To do |
What is the number of lines in the listing below that contain the word "builds"? Give only that number.

-- Dataset follows --

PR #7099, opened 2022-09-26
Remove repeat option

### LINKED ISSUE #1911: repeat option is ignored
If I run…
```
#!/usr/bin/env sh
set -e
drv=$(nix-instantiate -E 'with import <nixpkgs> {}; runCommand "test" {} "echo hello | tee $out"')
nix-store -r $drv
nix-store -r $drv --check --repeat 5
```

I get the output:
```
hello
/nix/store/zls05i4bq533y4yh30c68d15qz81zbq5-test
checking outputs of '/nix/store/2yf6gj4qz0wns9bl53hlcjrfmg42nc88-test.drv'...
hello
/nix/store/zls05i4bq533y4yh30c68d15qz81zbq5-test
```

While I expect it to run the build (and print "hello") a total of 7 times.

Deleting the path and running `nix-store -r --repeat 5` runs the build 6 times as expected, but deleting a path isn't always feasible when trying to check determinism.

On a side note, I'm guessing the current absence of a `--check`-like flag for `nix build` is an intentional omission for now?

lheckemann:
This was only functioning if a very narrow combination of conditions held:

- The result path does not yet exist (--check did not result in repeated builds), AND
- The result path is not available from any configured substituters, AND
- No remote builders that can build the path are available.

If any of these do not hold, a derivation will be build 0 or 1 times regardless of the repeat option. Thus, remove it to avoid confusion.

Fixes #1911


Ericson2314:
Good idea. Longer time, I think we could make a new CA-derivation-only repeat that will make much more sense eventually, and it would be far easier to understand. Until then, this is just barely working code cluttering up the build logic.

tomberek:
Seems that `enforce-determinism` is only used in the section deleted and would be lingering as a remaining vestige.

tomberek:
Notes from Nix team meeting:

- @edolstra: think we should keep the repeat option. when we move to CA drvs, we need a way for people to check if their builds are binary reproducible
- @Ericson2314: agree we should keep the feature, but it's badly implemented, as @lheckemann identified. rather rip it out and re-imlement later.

-- Dataset concluded --

Output |
2